BEGIN

PR #1986, opened 2021-05-28
feat(auth): support sgID for form submissions

LoneRifle:
## Problem
FormSG is to acquire an additional authentication means for form submitters, ie, sgID. This PR will provide these integrations

## Solution
Fully flesh out sgID integrations with FormSG

[config]
- Add needed configuration to configure sgID authentication, driving
  most of these using env vars

[modules]
- add an sgid module, taking inspiration from spcp
- add sgid-related entries alongside spcp equivalents in public-form
  and email-submission controllers
- do likewise for frontend components

**Breaking Changes** 

**Logistics**
-  This PR has been blocked by #1987; once that PR is merged to develop, this PR must be rebased on the branch

## Screenshots

https://user-images.githubusercontent.com/10572368/119929313-d80f5e80-bfaf-11eb-99c0-459b92baf9cf.mov

## Tests
- Find an sgID developer who has access to a special build of the Singpass App that talks to sgID staging
- Create a betaFlag - `sgid` - for a user
- With this user, create a form with auth type set to Singpass (Lite)
- Make the form public and attempt to log into the form

## Deploy Notes

  - `SGID_ENDPOINT` - The sgID OIDC endpoint
  - `SGID_CLIENT_ID` - The client id registered with sgID
  - `SGID_CLIENT_SECRET` - The client secret registered with sgID
  - `SGID_PRIVATE_KEY` - The path to the private key to decrypt payloads from sgID. Also used for JWT signing
  - `SGID_PUBLIC_KEY` - The path to the public key given to sgID. Also used to verify JWTs created by FormSG
  - `SGID_REDIRECT_URI` - The callback uri that sgID will pass the authorization code and state to
  - `SGID_COOKIE_MAX_AGE` - Max sgID cookie age with remember me unchecked
  - `SGID_COOKIE_MAX_AGE_PRESERVED` - Max sgID cookie age with remember me checked
  - `SGID_COOKIE_DOMAIN` - Domain name set on cookie that holds the sgID jwt

**New dependencies**:

- `@opengovsg/sgid-client` : SDK for sgID based on openid-client


seaerchin (commented):
cool stuff! cos this is a draft pr, not going to focus on code style etc but just wanted to check if my understanding is correct!

as i understand it, we hit the `submit-form-directive` and what happens is that this issues a GET request over to the backend. This isn't rendered because of the `ng-if` (except the `start-page`) component.

next, when we click login, there is a request issued to `/auth/redirect` to get the redirect url and subsequently, redirect there. Next, the sgID client sets the cookie on the requests and routes back. This then triggers a `setUser` call to set the `SpcpSession.userName`, which allows the 
form to be rendered. 

On submission, we verify and check for existence of a username field then attach it to the email response.

this should be roughly what the PR implements right?

LoneRifle:
> cool stuff! cos this is a draft pr, not going to focus on code style etc but just wanted to check if my understanding is correct!
> 
> as i understand it, we hit the `submit-form-directive` and what happens is that this issues a GET request over to the backend. This isn't rendered because of the `ng-if` (except the `start-page`) component.
> 
> next, when we click login, there is a request issued to `/auth/redirect` to get the redirect url and subsequently, redirect there. Next, the sgID client sets the cookie on the requests and routes back. This then triggers a `setUser` call to set the `SpcpSession.userName`, which allows the
> form to be rendered.
> 
> On submission, we verify and check for existence of a username field then attach it to the email response.
> 
> this should be roughly what the PR implements right?

Indeed. This was basically almost a drop-in replacement for Singpass SAML, and a lot of code was re-purposed from the SAML integration.

src/app/modules/sgid/sgid.errors.ts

END

Whatever the entries above contain, reproduce all of them exactly.

PR #1986, opened 2021-05-28
feat(auth): support sgID for form submissions

LoneRifle:
## Problem
FormSG is to acquire an additional authentication means for form submitters, ie, sgID. This PR will provide these integrations

## Solution
Fully flesh out sgID integrations with FormSG

[config]
- Add needed configuration to configure sgID authentication, driving
  most of these using env vars

[modules]
- add an sgid module, taking inspiration from spcp
- add sgid-related entries alongside spcp equivalents in public-form
  and email-submission controllers
- do likewise for frontend components

**Breaking Changes** 

**Logistics**
-  This PR has been blocked by #1987; once that PR is merged to develop, this PR must be rebased on the branch

## Screenshots

https://user-images.githubusercontent.com/10572368/119929313-d80f5e80-bfaf-11eb-99c0-459b92baf9cf.mov

## Tests
- Find an sgID developer who has access to a special build of the Singpass App that talks to sgID staging
- Create a betaFlag - `sgid` - for a user
- With this user, create a form with auth type set to Singpass (Lite)
- Make the form public and attempt to log into the form

## Deploy Notes

  - `SGID_ENDPOINT` - The sgID OIDC endpoint
  - `SGID_CLIENT_ID` - The client id registered with sgID
  - `SGID_CLIENT_SECRET` - The client secret registered with sgID
  - `SGID_PRIVATE_KEY` - The path to the private key to decrypt payloads from sgID. Also used for JWT signing
  - `SGID_PUBLIC_KEY` - The path to the public key given to sgID. Also used to verify JWTs created by FormSG
  - `SGID_REDIRECT_URI` - The callback uri that sgID will pass the authorization code and state to
  - `SGID_COOKIE_MAX_AGE` - Max sgID cookie age with remember me unchecked
  - `SGID_COOKIE_MAX_AGE_PRESERVED` - Max sgID cookie age with remember me checked
  - `SGID_COOKIE_DOMAIN` - Domain name set on cookie that holds the sgID jwt

**New dependencies**:

- `@opengovsg/sgid-client` : SDK for sgID based on openid-client


seaerchin (commented):
cool stuff! cos this is a draft pr, not going to focus on code style etc but just wanted to check if my understanding is correct!

as i understand it, we hit the `submit-form-directive` and what happens is that this issues a GET request over to the backend. This isn't rendered because of the `ng-if` (except the `start-page`) component.

next, when we click login, there is a request issued to `/auth/redirect` to get the redirect url and subsequently, redirect there. Next, the sgID client sets the cookie on the requests and routes back. This then triggers a `setUser` call to set the `SpcpSession.userName`, which allows the 
form to be rendered. 

On submission, we verify and check for existence of a username field then attach it to the email response.

this should be roughly what the PR implements right?

LoneRifle:
> cool stuff! cos this is a draft pr, not going to focus on code style etc but just wanted to check if my understanding is correct!
> 
> as i understand it, we hit the `submit-form-directive` and what happens is that this issues a GET request over to the backend. This isn't rendered because of the `ng-if` (except the `start-page`) component.
> 
> next, when we click login, there is a request issued to `/auth/redirect` to get the redirect url and subsequently, redirect there. Next, the sgID client sets the cookie on the requests and routes back. This then triggers a `setUser` call to set the `SpcpSession.userName`, which allows the
> form to be rendered.
> 
> On submission, we verify and check for existence of a username field then attach it to the email response.
> 
> this should be roughly what the PR implements right?

Indeed. This was basically almost a drop-in replacement for Singpass SAML, and a lot of code was re-purposed from the SAML integration.

src/app/modules/sgid/sgid.errors.ts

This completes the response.